We have tested all the configuration options we can think of on the network side and do not see anything that should be the culprit.

  • The VPN tunnel routes correctly between both VPCs. We even added route 10.42.0.0 255.255.0.0 just to test and no luck
  • 100% the security groups on the host machines are correct (UDP ports 500/4500 open, etc)
  • We also added the 10.42.0.0 network to our route tables to point to the VPN

Trace route:

  • Tracing route from container on VPC West to Physical Host IP on VPC East shows routing first to 172.17.., then to the VPN on the West, then to the VPN on East (as it should)
  • Tracing route from container on VPC West to a container on VPC East, however, shows routing through 10.42.. and then just stops.

Additional info:

  • We ran a test where we added two hosts to rancher using their public IPs, one to each VPC. Containers on those machines are able to successfully communicate cross-VPC.

FWIW, we too had a similar issue with two preexisting ubuntu machines where we ran the rancher/agent container. The containers on those two machines simply could not communicate.

We then deployed two new machines from within Rancher and found that the new machines worked!

The investigation went something like:

  • Our test case was as follows: click “Execute shell” on the “Network Agent” container on machine1. Type ping <ip-of-network-agent-on-machine-2>. We knew this had to work, but simply didn’t.
  • The iptables rules on both machines were fine, and we were able to verify this by running an nc -ul 501 on machine1 and echo hello | nc -u localhost 501 on machine2.
  • On machine1, list the ipsec configurations: swanctl --list-conns. Note that there is a configuration for machine2 (so the rancher agent was doing its job).
  • Then, list the ipsec active tunnels: swanctl --list-sas. We noted that there was no active tunnel (see image below)
  • Next we checked the ipsec logs: cat /var/log/rancher-net.log. I don’t have them at hand now but whenever we saw an attempt to establish the tunnel, it quickly errored out with: “No such file or directory”.
  • That error message isn’t particularly useful but a google search led us to believe it was a missing kernel module on the host machine itself. Sure enough, we ssh’ed to the host (machine1) and tried a quick modprobe: modprobe authenc.

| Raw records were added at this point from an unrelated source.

PR #1129, opened 2018-02-14
Bug: ImageSetConfig - max image height

EduardTruuvaart:
Fixes an issue with TypeScript ImageSetConfig json parsing logic where maxImageHeight property wouldn't parse correctly because of typo. 

## Current behaviour
```javascript
    var imageSizeJson = {
        imageSize: 10,
        maxImageHeight: 50
    }
    var imageSetConfig = new ImageSetConfig(imageSizeJson);
    // imageSetConfig.maxImageHeight === "maxImageHeight" - it should be 50 instead
```
## Behaviour after fix
```javascript
    var imageSizeJson = {
        imageSize: 10,
        maxImageHeight: 50
    }
    var imageSetConfig = new ImageSetConfig(imageSizeJson);
    // imageSetConfig.maxImageHeight === 50
```
#1130


dclaux:
Sorry for the delay, thanks for the fix!

PR #1135, opened 2018-02-14
Move maps to function static rather than global

RebeccaAnne:


source/shared/cpp/ObjectModel/BaseCardElement.h
```diff
@@ -49,7 +49,6 @@ class BaseCardElement
     static Json::Value SerializeSelectAction(const std::shared_ptr<BaseActionElement> selectAction);
 
 private:
-    static const std::unordered_map<ActionType, std::function<std::shared_ptr<BaseActionElement>(const Json::Value&)>, EnumHash> ActionParsers;
     CardElementType m_type;
```
khouzam: Who was using ActionParsers?

RebeccaAnne: It's a remnant from how we defined parsers before we had custom parsers, and is no longer in use.

PR #1147, opened 2018-02-21
Fix to respect font-family in host config

yeohan:
## Defect
We had a wrong condition check on when to fall back to default value for font-family. As a result we ignore the font family given in the host config.

## Fix
Corrected the condition check to respect host config or fall back to default.

## Tests
Using iOS Visualizer, verify that font changes per host config.


yeohan:
Thanks!

PR #1150, opened 2018-02-21
iOS: Support borderColor/borderThickness for Container

yeohan:
## Defect
NYI. We have schema for borderColor/borderThickness, but have not made it on iOS.

## Fix
Parse from JSON and apply when rendering Container elements.

## Tests
Using iOS Visualizer, verify:
- The default style (without borderColor/Thickness) has no border
- The emphasis style (with borderColor/Thickness) has border.

### DIFF
--- a/source/ios/AdaptiveCards/ADCIOSVisualizer/resources/sample.json
+++ b/source/ios/AdaptiveCards/ADCIOSVisualizer/resources/sample.json
@@ -29,6 +29,7 @@
     "default": {
       "backgroundColor": "#00000000",
       "borderColor": "#FF232323",
+      "borderThickness": "1",
       "fontColors": {
         "default": {
           "normal": "#333333",
--- a/source/ios/AdaptiveCards/ADCIOSVisualizer/resources/sample.json
+++ b/source/ios/AdaptiveCards/ADCIOSVisualizer/resources/sample.json
@@ -28,8 +28,6 @@
   "containerStyles": {
     "default": {
       "backgroundColor": "#00000000",
-      "borderColor": "#FF232323",
-      "borderThickness": "1",
       "fontColors": {
         "default": {
           "normal": "#333333",
@@ -55,6 +53,8 @@
     },
     "emphasis": {
       "backgroundColor": "#08000000",
+      "borderColor": "#FF232323",
+      "borderThickness": "1",
       "fontColors": {
         "default": {
           "normal": "#333333",
--- a/source/ios/AdaptiveCards/ADCIOSVisualizer/resources/sample.json
+++ b/source/ios/AdaptiveCards/ADCIOSVisualizer/resources/sample.json
@@ -69,7 +69,7 @@
             },
             "backgroundColor": "#08000000",
             "borderColor": "#FF000000",
-            "borderThickness": "2"
+            "borderThickness": 2
               }
     },
     "spacing": {
--- a/source/ios/AdaptiveCards/ADCIOSVisualizer/resources/sample.json
+++ b/source/ios/AdaptiveCards/ADCIOSVisualizer/resources/sample.json
@@ -28,7 +28,7 @@
   "containerStyles": {
     "default": {
       "backgroundColor": "#00000000",
-      "borderColor": "#00232323",
+      "borderColor": "#FF232323",
       "fontColors": {
         "default": {
           "normal": "#333333",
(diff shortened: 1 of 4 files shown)


source/ios/AdaptiveCards/AdaptiveCards/AdaptiveCards/ACRContentStackView.mm
```diff
@@ -56,25 +59,47 @@ - (ContainerStyle)getStyle
...
+- (ContainerStyleDefinition&)paletteForHostConfig:(std::shared_ptr<HostConfig> const &)config
+{
+    return (_style == ContainerStyle::Emphasis)
+        ? config->containerStyles.emphasisPalette
+        : config->containerStyles.defaultPalette;
+}
+
+- (void)setBackgroundColorWithHostConfig:(std::shared_ptr<HostConfig> const &)config
+{
+    UIColor *color = [[self class] colorFromString:[self paletteForHostConfig:config].backgroundColor];
```
nesalang: what is advantage of using [self class] vs ACRContentStackView? 
if compiler optimizes the code, wouldn't it replace the above call with ACRContentStackView?

source/ios/AdaptiveCards/AdaptiveCards/AdaptiveCards/ACRContentStackView.mm
```diff
@@ -56,25 +59,47 @@ - (ContainerStyle)getStyle
...
+- (void)setBorderColorWithHostConfig:(std::shared_ptr<HostConfig> const &)config
+{
+    UIColor *color = [[self class] colorFromString:[self paletteForHostConfig:config].borderColor];
+
+    [[self layer] setBorderColor:[color CGColor]];
+}
+
+- (void)setBorderThicknessWithHostConfig:(std::shared_ptr<HostConfig> const &)config
+{
+    const CGFloat borderWidth = [[self class] borderWidthFromString:[self paletteForHostConfig:config].borderThickness];
```
nesalang: nit: do we really need to make it as method call?
borderWidthFromString seems to be simple and used only once  so it seems to make it inline.

source/ios/AdaptiveCards/AdaptiveCards/AdaptiveCards/ACRContentStackView.mm
yeohan: Advantage is that you don't have to spell out the exact class name ;)

source/ios/AdaptiveCards/AdaptiveCards/AdaptiveCards/ACRContentStackView.mm
yeohan: Yes, I believe this makes our code more readable. We have all these functions in method calls. If we want to end up with static methods, then we would need to pass _style to all of these functions. Please note that we need to get the palette corresponding to the given style.
- setBackgroundColorWithHostConfig
- setBorderColorWithHostConfig
- setBorderThicknessWithHostConfig

nesalang: I agree. I meant for borderWidthFromString method.

---
In reply to: [169716955](https://github.com/Microsoft/AdaptiveCards/pull/1150#discussion_r169716955) [](ancestors = 169716955)

source/ios/AdaptiveCards/AdaptiveCards/AdaptiveCards/ACRContentStackView.mm
nesalang: o.k. i was concerned more about having an additional call. but i guess it's o.k. since I assume it will be optimized by compiler.

---
In reply to: [169714151](https://github.com/Microsoft/AdaptiveCards/pull/1150#discussion_r169714151) [](ancestors = 169714151)

source/ios/AdaptiveCards/AdaptiveCards/AdaptiveCards/ACRContentStackView.mm
yeohan: I think I just followed the same pattern as in setBackgroundColorWithHostConfig. I'm fine to remove the helper function if it harms the readability. We shouldn't care too much about perf - this call isn't called too frequently. Readability is more important as far as perf is no concern.

Assaya:
Lovely CSS 

x

GLOBALCHERRY

source/ios/AdaptiveCards/ADCIOSVisualizer/resources/sample.json
```diff
@@ -100,7 +102,7 @@
     },
     "imageSet": {
         "imageSize": "Medium",
-        "maxImageHeight": "maxImageHeight"
```
yeohan: This is a test break introduced from outside. Giving an explicit int number to work around.

Issue #914, opened 2017-11-09
[UWP] UWP renderer is missing mechanism to get current values from a custom input.


riarenas:

riarenas:
This is more of a feature we missed when writing the renderer and parser extensibility. Converting to Task and adding estimate.

PR #1174, opened 2018-02-27
Add handling of custom inputs

RebeccaAnne:
Fix for #914


source/uwp/Renderer/lib/InputItem.h
```diff
@@ -4,20 +4,24 @@
 
 namespace AdaptiveCards { namespace Rendering { namespace Uwp
 {
-    class InputItem
+    class DECLSPEC_UUID("BB1D1269-2243-4F34-B4EC-5216296EBBA0") InputValue :
```
eschavez: >InputValue [](start = 64, length = 10)

File should be changed to InputValue to match class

We got back a “No such file or directory” error.
  • We then tried: depmod -a and still got: depmod: FATAL: could not search modules: No such file or directory.
  • At this point it was clear that we had an outdated kernel and our modules had probably been cleaned (ubuntu machine).
  • The final solution was a simple upgrade of linux-image and a quick reboot.

While it may not be the same problem you’re experiencing, I’m writing here as our investigation may help others to diagnose their issues.